# New Catalina 315



## BoxedUp (Nov 22, 2006)

Looks like an updated 309 to me...what do you think?

Yachts and boats for sale - Catalina Yachts


----------



## Donna_F (Nov 7, 2005)

6'3" draft for the fin keel. Yowza. Ours is a fin at 5'3". I wonder why they added another foot?


----------



## BoxedUp (Nov 22, 2006)

Maybe the deeper fin gives better upwind performance since they are touting it as a performance cruiser? I would think that those that get the fin keel usually sail in deep enough water so the extra foot should not be an issue. Those that sail in shallower waters would get the wing keel anyway.


----------



## blt2ski (May 5, 2005)

As far as draft goes, one needs to know how deep of water one has. For me, a 32' boat should be closer to 7' of draft, 6'3" would be shoal draft, 5'3" useless! My Jeanneau on par size wise with a C28mkII has 5'7" of draft, I'd like a bit more frankly, along with a thinner profile front to rear keel!

With that in mind, I do believe the 315 s different and new vs a 309, which was a slightly redesigned 30...... 

Marty


----------



## Siamese (May 9, 2007)

All sorts of conflicting information out there on the net. Even comparing the info on the Catalina site, the 315 overall length is slightly less than the 309, while they both have a hull length of 31 feet. And the beam on the 309 is 11'6" while the 315 is 11'7". Seriously?....another inch of beam...I wonder where that came from? Same engine in each. 

Layout is darned similar. We've been happy with our 309's layout, but took out a door and non-structural wall at the aft cabin. I see the adequate hanging locker of the 309 has been replaced with what has to be an inadequate hanging locker next to a stack of drawers. Hey they're the guys that know how to build and sell sailboats, but I'd have stuck with the locker...that's just me. 

Scuttlebutt on the web appears to be that they're consolidating their line. That certainly makes sense. 

Nobody ever managed to explain to me why a boat with a 31 foot hull was called a 309. Yeah sure, I know it came from the 310, but 309?!?


----------



## jameso (Dec 5, 2011)

I like it, there seems a change in the hull shape and as the stern is more squared off than the 309; I would wonder if the bow reflects added length? Also a port for the aft cabin, or it seems~~

p.s. seems the base price isn't too dear

http://sections.latitude38.com/news/new-catalina-315-debut-chicago


----------



## JimMcGee (Jun 23, 2005)

This link details some of the technical improvements of the Catalina 5 series boats

BYM Product and Industry News

I'm curious to see this boat but it doesn't look like they're going to have one at the Atlantic City show.

Jim


----------



## jameso (Dec 5, 2011)

Does Catalina offer a hull color other than white?


----------



## blt2ski (May 5, 2005)

jameso said:


> Does Catalina offer a hull color other than white?
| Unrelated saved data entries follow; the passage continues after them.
PR #2757, opened 2026-06-11
docs: Add fix for python linking errors on mac

eddiestudies:
When installing OpenDP on a new Mac with Apple Silicon python linking errors can occur.

During developer setup the linking error occurs after cargo build due to a "missing" python3.9.

The reference to python 3.9 comes for PYO3 however, the fix should install python 3.12 since that is the latest supported python version for OpenDP.

In this PR I add a minor doc update to resolve the possible linking issue.


docs/source/contributing/development-environment.rst
```diff
@@ -57,6 +57,13 @@ Now run ``cargo build`` in the ``rust`` subdirectory of the repo.
 This will compile a debug build of the OpenDP shared library, placing it in the directory ``opendp/rust/target/debug``. 
 (The specific name of the library file will vary depending on your platform.)
 
+For Apple Silicon, if there were linking errors for python such as: library 'python3.*' not found; run the following commands.
+.. code-block:: bash
+
+    brew install python@3.12
+    PYO3_PYTHON=$(brew --prefix python@3.12)/bin/python3.12
+    cargo build --all-features
```
mccalluc: Huh: I have Apple M1, but haven't need to set this envvar.

Is there a reason you choose 3.12? The build should work down to 3.10, and when developing we generally want to use the oldest supported version, so make sure we don't accidentally use new language features, and then hit failures in CI. (I think our commitment is to support Python versions till end-of-life, which will be a few more months for 3.10.)

RST is more line-oriented than markdown. Could be wrong, but I think you'll want a blank line above `.. code-block:: bash`

Maybe use `which`?

mccalluc (commented):
I'm not sure about the diagnosis of the problem.

I'd suggest putting this on the agenda for the dev meeting so we can sort it out with Mike in the room.

docs/source/contributing/development-environment.rst
eddiestudies: No particular reason, I can set it to 3.10 if we decide to add the note. 

If we decide to add the note I will add the empty line above.

My m3 out of the box raised this error. I brew installed python and it still raised the error. I found a forum which led me to this fix but it may have been a nuance in this particular machine and not worth adding the note.

My intel based mac did not run into this issue.

mccalluc: Sorry to slow things down: you're right, let's get this in. I think it would be good to give Mike a head's up, but that doesn't need to block the PR: I put it on the agenda for next Wednesday afternoon.

Some formatting ideas. Thanks!

```suggestion
For Apple Silicon, if there were linking errors for python such as ``library 'python3.*' not found``, try this instead:

.. code-block:: bash

    brew install python@3.10
    PYO3_PYTHON=$(which python3.10)
    cargo build --all-features
```

mccalluc (changes requested):

Shoeboxam (dismissed):
So to recap, an out-of-box M3 came with python 3.9, which is EOL and below our ABI floor for polars pyo3 ffi. Then once you install a newer python version, pyo3 still might need help finding it via PYO3_PYTHON. 

This will be an issue on any machine where pyo3 resolves to an env below our minimum supported version. Since pyo3 resolves the env via virtualenv -> python -> python3, then if `python` resolves to an old version you'll still get explosions. In Eddie's case, I'd guess homebrew didn't shadow `python` upon brew install. 

I think I didn't notice the dependency on PYO3_PYTHON because at some point I set it while experimenting with fixing a build thrashing issue that would cause the crate tree to recompile starting from psm after every edit. (If you notice that, then it is likely due to rust-analyzer's env var state being slightly different from a cargo build's env var state, triggering the psm crate's build script to signal that the build cache is stale).

Given this context, it would probably be better to reword to generalize the note to any platform, and give Apple silicon as an example of how to set PYO3_PYTHON. Might be good to mention that any python version that satisfies our minimum version will do, but minimum is preferred for dev work. Thanks for digging through this!

mccalluc:
Regarding the linkchecker, the fix is upstream.
- Missing a blank line after `code-block:: bash`, this is not seen as a directive.
- Since it's parsed as plain text instead of code, Sphinx is making this a mailto link.
```
brew install <a class="reference external" href="mailto:python%403.12">python<span>@</span>3<span>.</span>12</a>
```

Screenshot 2026-06-12 at 10 16 17 AM

Changing the RST, there's no link:

Screenshot 2026-06-12 at 10 27 58 AM

I'll push this tweak.

mccalluc (approved):
Incorporates feedback from Mike, and explained the RST quirk to Eddie. Ok!

PR #2758, opened 2026-06-12
fix: one_sided_pvalue arange for scipy.stats.binom.pmf off by one bug

eddiestudies:


python/test/extras/test_canonical_noise.py
```diff
@@ -152,21 +152,21 @@ def test_oneside_pvalue():
     pytest.importorskip("scipy")
     tulap = BinomialCND(5.0, d_in=1.0, d_out=(0.1, 1e-6), size=10)
     assert str(tulap) == "BinomialCND(estimate=5.0, d_in=1.0, d_out=(0.1, 1e-06), size=10)"
-    
+
     # should be approximately equal to 0.5
-    assert np.allclose(tulap.p_value(theta=0.5, tail="right"), 0.4993195913951362)
-    assert np.allclose(tulap.p_value(theta=0.5, tail="left"), 0.49970384610486424)
+    assert np.allclose(tulap.p_value(theta=0.5, tail="right"), 0.5000000000000002)
+    assert np.allclose(tulap.p_value(theta=0.5, tail="left"), 0.5000000000000002)
```
mccalluc:
```suggestion
    assert np.allclose(tulap.p_value(theta=0.5, tail="right"), 0.5)
    assert np.allclose(tulap.p_value(theta=0.5, tail="left"), 0.5)
```
With the default tolerances this should pass.

python/test/extras/test_canonical_noise.py
```diff
@@ -152,21 +152,21 @@ def test_oneside_pvalue():
     pytest.importorskip("scipy")
     tulap = BinomialCND(5.0, d_in=1.0, d_out=(0.1, 1e-6), size=10)
     assert str(tulap) == "BinomialCND(estimate=5.0, d_in=1.0, d_out=(0.1, 1e-06), size=10)"
-    
+
     # should be approximately equal to 0.5
```
mccalluc:
```suggestion
```
And since the math is right now, doesn't need an explanation.

python/test/extras/test_canonical_noise.py
```diff
@@ -152,21 +152,21 @@ def test_oneside_pvalue():
...
-    assert np.allclose(tulap.p_value(theta=0.5, tail="right"), 0.4993195913951362)
-    assert np.allclose(tulap.p_value(theta=0.5, tail="left"), 0.49970384610486424)
+    assert np.allclose(tulap.p_value(theta=0.5, tail="right"), 0.5000000000000002)
+    assert np.allclose(tulap.p_value(theta=0.5, tail="left"), 0.5000000000000002)
 
     pvalue = one_sided_pvalue(
         Z=3, d_in=1.0, d_out=(0.5, 1e-8), size=10, theta=0.5, tail="right"
     )
-    assert np.allclose(pvalue, 0.7606589354450621)
+    assert np.allclose(pvalue, 0.7616207531435369)
```
mccalluc, line 162: Would it be possible to use an exact value here, too? Not sure about the underlying math.

python/test/extras/test_canonical_noise.py
```diff
@@ -152,21 +152,21 @@ def test_oneside_pvalue():
...
 
 
 def test_twoside_pvalue():
     pytest.importorskip("scipy")
     tulap = BinomialCND(1.0, d_in=1.0, d_out=(0.5, 1e-8), size=10)
-    assert np.allclose(tulap.p_value(theta=0.5), 0.18443148204450355)
+    assert np.allclose(tulap.p_value(theta=0.5), 0.1841407488015684)
```
mccalluc, line 168: ditto.

Shoeboxam (dismissed):
Yes, this fix makes sense, thanks for finding it! Can you adjust the PR to `fix:` before merging, so that it gets sorted nicely by the changelog script?

python/src/opendp/extras/numpy/canonical.py
```diff
@@ -245,7 +245,7 @@ def one_sided_pvalue(
     stats = import_optional_dependency("scipy.stats")
     np = import_optional_dependency("numpy")
 
-    values = np.arange(size)
+    values = np.arange(0, size + 1)
```
mccalluc:
```suggestion
    values = np.arange(size + 1)
```
Start is 0 by default, I think.

> arange(stop): Values are generated within the half-open interval [0, stop) (in other words, the interval including start but excluding stop).
> 
> arange(start, stop): Values are generated within the half-open interval [start, stop).

Maybe quote the docs, if we were confused? Your call.

```suggestion
    # Values are generated within the half-open interval [0, stop)
    values = np.arange(size + 1)
```

mccalluc (commented):
Good catch. Some tweaks. Thanks!

mccalluc (approved):
Having a tidy expression for the other expressions is an ideal, not a requirement. Thanks!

Not sure about the newest ones, but I see plenty of older ones in different colors. With that, if you custom order one, for a boat this size, I have seen prices in the +$5-10K range for a different color than white option.

Marty


----------



## BryceGTX (Sep 7, 2011)

Hello Guys:
I have been meaning to comment on the new Catalina 315 since I saw it in Chicago. My recent trip to the Detroit Boat show reminded me. Too bad no sailboats at Detroit.

The 315 look pretty much like a completely new hull. It has the deck to hull joint with aluminum toe rail similar to the bigger Catalinas including the 355, 385 and 400. The aluminum toe rail is great for lashing things down. Many probably will find the hull-deck joint more pleasing to look at also as opposed to the hull-deck joint that appears down lower on the hull.

The standing rigging is like most bigger Catalinas seems extremely structural sound. I feel the 6 shrouds and their anchors are some of the best in the industry.

The two pearch seats in the stern are a favorite place for anyone to sit on our boat and no doubt will be popular on the 315. My wife was jealous of the cup holders on the stern rails.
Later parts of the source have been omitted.